#### Activity:
Check each line below for "vanilla" and say how many have it, with no other words.

#### Data entries:
<<<<

PR #2878, opened 2022-11-21
Fix remote seqscan test

bojanserafimov:
I haven't tested yet if the tests pass now, and how long they take

### DIFF
--- a/test_runner/performance/test_seqscans.py
+++ b/test_runner/performance/test_seqscans.py
@@ -22,15 +22,20 @@ from pytest_lazyfixture import lazy_fixture  # type: ignore
     ],
 )
 @pytest.mark.parametrize(
-    "env",
+    "env, scale",
     [
-        # Run on all envs
-        pytest.param(lazy_fixture("neon_compare"), id="neon"),
-        pytest.param(lazy_fixture("vanilla_compare"), id="vanilla"),
-        pytest.param(lazy_fixture("remote_compare"), id="remote", marks=pytest.mark.remote_cluster),
+        # Run on all envs. Use 50x larger table on remote cluster to make sure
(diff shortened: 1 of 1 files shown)


test_runner/performance/test_seqscans.py
```diff
@@ -22,15 +22,20 @@
...
-        pytest.param(lazy_fixture("neon_compare"), id="neon"),
-        pytest.param(lazy_fixture("vanilla_compare"), id="vanilla"),
-        pytest.param(lazy_fixture("remote_compare"), id="remote", marks=pytest.mark.remote_cluster),
+        # Run on all envs. Use 50x larger table on remote cluster to make sure
+        # it doesn't fit in shared buffers, which are larger on remote than local.
+        pytest.param(lazy_fixture("neon_compare"), 1, id="neon"),
+        pytest.param(lazy_fixture("vanilla_compare"), 1, id="vanilla"),
+        pytest.param(
+            lazy_fixture("remote_compare"), 50, id="remote", marks=pytest.mark.remote_cluster
+        ),
```
bayandin, line 33: Are we ok that these test results will be even more incomparable between local Neon, vanilla Postgres and remote Neon?

bayandin (approved):

test_runner/performance/test_seqscans.py
bojanserafimov: Yes. We're comparing local neon with local postgres, and remote neon with aurora, etc. IMO local neon and remote neon are not comparable. Configs are too different already. Priorities are different (fast development vs realistic benchmarks)

I do have a slight issue with the way the test names will look. It will seem like remote is 50x slower than local, because of the scaling factor. But I couldn't find a perfect solution without over engineering.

>>>>

#### Exercise solution:
4